**REQUIRED ACTION:** Report every line below that holds the word "Successfully".

**RECORDS PROVIDED:**
PR #2300, opened 2019-05-14
NAS 101316 replication wizard

lola27:


src/app/helptext/task-calendar/replication/replication-wizard.ts
```diff
@@ -0,0 +1,13 @@
+import { T } from '../../../translate-marker';
+
+export default {
+    step1_label: T('SSH Keypair/Connection'),
+
+    name_placeholder: T('Name'),
+    name_tooltip: T(''),
```
a-stjohn:
```suggestion
    name_tooltip: T('Replication Task Name'),
```

src/app/helptext/task-calendar/replication/replication-wizard.ts
```diff
@@ -0,0 +1,13 @@
...
+
+    cipher_placeholder: T('Replication Performance'),
+    cipher_tooltip: T(''),
```
a-stjohn: I don't know what "Replication Performance" is/does/means. Could you put some initial text here describing what it is?

lola27: @a-stjohn This is the cipher field. We use `Replication Performance` instead of `Cipher` here.

src/app/helptext/task-calendar/replication/replication-wizard.ts
lola27: @a-stjohn It is not only for Replication task. The name also use for new created ssh keypair/ ssh connection/period snapshot task.

erinix:
Docs review will continue after merging

PR #2303, opened 2019-05-15
Nas 100746 support page

dkmullen:
NAS-100746
Support page for TrueNAS - also a rework of the layout for FN, since they are built on the same model
IMPORTANT: A small feature on this page, to update the license, is blocked by NAS-101741
https://jira.ixsystems.com/browse/NAS-101724


erinix:
rebuild

PR #2306, opened 2019-05-15
Feat 55986 master

dkmullen:
NAS 100502 Adds support for ACME certificates


src/app/pages/system/acmedns/acmedns-list/acmedns-list.component.ts
```diff
@@ -0,0 +1,63 @@
...
+  public columns: Array < any > = [
+    { name: T('Authenticator'), prop: 'authenticator' },
+    { name: T('Name'), prop: 'name' }
+  ];
+
+  public config: any = {
+    paging: true,
+    sorting: { columns: this.columns },
+    deleteMsg: {
+      title: 'Name',
```
lola27: Currently, the delete message is like 'Delete Name XXX'. You may want to change the title to be like 'ACME DNS Authenticator', then the delete message will be 'Delete ACME DNS Authenticator XXX'.

dkmullen: Good catch!

PR #2422, opened 2019-06-18
Nas 100203 -- right-click message about copy/paste shortcuts

aervin:
Leaving the context menu component even though it's not being used. Could come in handy later.


package.json
```diff
@@ -122,6 +122,7 @@
     "@types/jasmine": "2.8.11",
     "@types/lodash": "4.14.134",
     "@types/node": "10.12.7",
+    "@types/xterm": "^3.0.0",
```
erinix: is this dependency being used somewhere?

src/app/pages/shell/shell.component.ts
```diff
@@ -97,6 +85,20 @@ export class ShellComponent implements OnInit, OnChanges, OnDestroy {
     }
   }
 
+  onRightClick(): false {
+    this._snackbar.open(
+      T(
```
erinix: I like how this works but I think we may want to get docs opinion on the message, also if we cannot display OS specific cut and paste (since it is different for Mac OS vs Windows and Unix) we should maybe tell the user something like "If you are on Mac OS use Control C and Control V, otherwise use Ctrl Insert and Shift Insert"

a-stjohn: Checkout #2434

aervin:
`yarn remove <dep>` seems to sort dependencies automatically?

PR #2432, opened 2019-06-20
NAS-101596

lola27:


lola27:
@freenas/docs-team Jail name able to include dots (.), could you please provide an update the tooltip?

PR #2443, opened 2019-06-21
NAS-101955 -- adds cache meta tags to index.html

aervin:


aervin:
Closing until I've resolved an issue I've found in FF

PR #2469, opened 2019-06-28
NAS-102306 -- use jails approach for multipath mgmt

aervin:


erinix:
Also I believe the code in clean() can be removed as that is no longer necessary

PR #2482, opened 2019-07-02
NAS-102218 -- email page updates

aervin:
* using ws calls
* password field no longer required
* this does not strip the password field on load. users are able to configure other fields and save as usual without stripping the password field. let me know if that's not desirable behavior.


erinix:
This is failing the build test because of a mismatched )

src/app/pages/common/entity/entity-form/entity-form.component.ts
```diff
@@ -492,6 +492,7 @@ export class EntityFormComponent implements OnInit, OnDestroy, OnChanges, AfterV
       this.busy = this.submitFunction(value)
                     .subscribe(
                         (res) => {
+                          console.log({ res });
```
erinix: remove your console.log

PR #2488, opened 2019-07-05
Nas 102136

aervin:
https://jira.ixsystems.com/browse/NAS-102136


aervin:
Closing this as obsolete now that this can be achieved with simple column definitions in disk list.

PR #2495, opened 2019-07-09
Nas 102362

dkmullen:
Provides warnings when changing keys/passphrases on pools, and also forces the download-key dialog to open so the user has to download a copy of the new key (requested by docs)

### DIFF
--- a/src/app/pages/storage/volumes/volumerekey-form/volumerekey-form.component.ts
+++ b/src/app/pages/storage/volumes/volumerekey-form/volumerekey-form.component.ts
@@ -93,7 +93,7 @@ export class VolumeRekeyFormComponent  implements Formconfiguration {
     return this.rest.post(this.resource_name + "/" + this.pk + "/rekey/", 
       { body: JSON.stringify({passphrase: value.passphrase}) }).subscribe((restPostResp) => {
         this.loader.close();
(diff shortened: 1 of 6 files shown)


src/app/pages/storage/volumes/volumerekey-form/volumerekey-form.component.ts
```diff
@@ -82,12 +90,18 @@ export class VolumeRekeyFormComponent  implements Formconfiguration {
...
-    return this.rest.post(this.resource_name + "/" + this.pk + "/rekey/", { body: JSON.stringify({passphrase: value.passphrase}) }).subscribe((restPostResp) => {
-      this.loader.close();
-      this.dialogService.Info(T("Re-keyed Pool"), T("Successfully re-keyed pool ") + value.name);
-
-      this.router.navigate(new Array('/').concat(
-        this.route_success));
+    return this.rest.post(this.resource_name + "/" + this.pk + "/rekey/", 
+      { body: JSON.stringify({passphrase: value.passphrase}) }).subscribe((restPostResp) => {
+        this.loader.close();
+        this.snackBar.open(T('Successfully re-keyed pool ' + value.name), T("Close"), {
```
erinix: Moving the ) of the translation marker actually breaks the translation grabbing for this string

PR #2497, opened 2019-07-09
Update zh-hant.po

jasoncheng7115:


erinix:
I notice this PR brings some things from master that are not necessarily in stable.  I would suggest mainly focusing your efforts on master at this point because we are trying to avoid churn on the 11.2 branch.

jasoncheng7115:
Hoo, I see. I'm going to focus on master. Thank you!

PR #2501, opened 2019-07-09
Nas 102098

aervin:
https://jira.ixsystems.com/browse/NAS-102098


src/app/pages/task-calendar/replication/replication-list/replication-list.component.ts
```diff
@@ -19,22 +18,32 @@ export class ReplicationListComponent {
...
     protected route_edit: string[] = ['tasks', 'replication', 'edit'];
     protected route_success: string[] = ['tasks', 'replication'];
-    protected entityList: any;
+    public entityList: any;
+    protected hasDetails = true;
     protected asyncView = true;
 
     public columns: Array<any> = [
         { name: 'Name', prop: 'name' },
-        { name: 'Direction', prop: 'direction', hidden: true},
```
erinix: These columns should remain as long as they are hidden (it allows for filtering and the user can still check them as not hidden if they want)

PR #2511, opened 2019-07-11
NAS-102298 hide checkbox unless needed

dkmullen:
Hides the rrd destroy checkbox except when needed, enforces unchecked state on load, adds validation (numbers only) to two fields

### DIFF
--- a/src/app/pages/system/reporting/reporting.component.ts
+++ b/src/app/pages/system/reporting/reporting.component.ts
@@ -19,9 +19,22 @@ export class ReportingComponent {
   protected queryCall = 'reporting.config';
   public entityForm: any;
   private settings_saved = T("Settings saved.");
-  public graphAge = [];
-  public graphPoints = [];
   public rrd_checkbox: any;
+  custActions: any[] = [
+    {
+      id:'reset',
+      name:'Reset',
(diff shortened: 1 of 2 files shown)


src/app/pages/system/reporting/reporting.component.ts
```diff
@@ -65,22 +65,40 @@ export class ReportingComponent {
     public snackBar: MatSnackBar,
   ) {}
 
-
   afterInit(entityEdit: any) {
     this.entityForm = entityEdit;
+    this.rrd_checkbox = _.find(this.fieldConfig, {'name' : 'confirm_rrd_destroy'});
+    entityEdit.formGroup.controls['graph_age'].valueChanges.subscribe((res) => {
```
lola27: 1. need to check both `graph_age` and `graph_points` no matter which one triggered valueChanges event. 
2. one more suggestion, you are able to access the query result (original config) by `entityEdit.wsResponse`, so just need to compare the changed value with it :)

dkmullen: Oh wow, good catch! Also, I'm glad to know about wsResponse, and I added a reset button using it

PR #2525, opened 2019-07-16
Nas 102087

aervin:


src/app/helptext/sharing/afp/afp.ts
```diff
@@ -138,6 +138,12 @@ export const helptext_sharing_afp = {
   dialog_message: T("Enable this service?"),
   dialog_button: T("Enable Service"),
 
+  dialog_delete_title: T("Delete"),
+  dialog_delete_message: T(
+    "Stop sharing AFP (Apple File Protocol)? The sharing configuration\
+ will be deleted (but the underlying dataset will not)."
```
wblock: I thought we came up with a wording for this already for the SMB service, but maybe not.
```suggestion
 will be deleted. Data in the former share dataset will not be affected."
```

**EXERCISE RESULT:**
-      this.dialogService.Info(T("Re-keyed Pool"), T("Successfully re-keyed pool ") + value.name);
+        this.snackBar.open(T('Successfully re-keyed pool ' + value.name), T("Close"), {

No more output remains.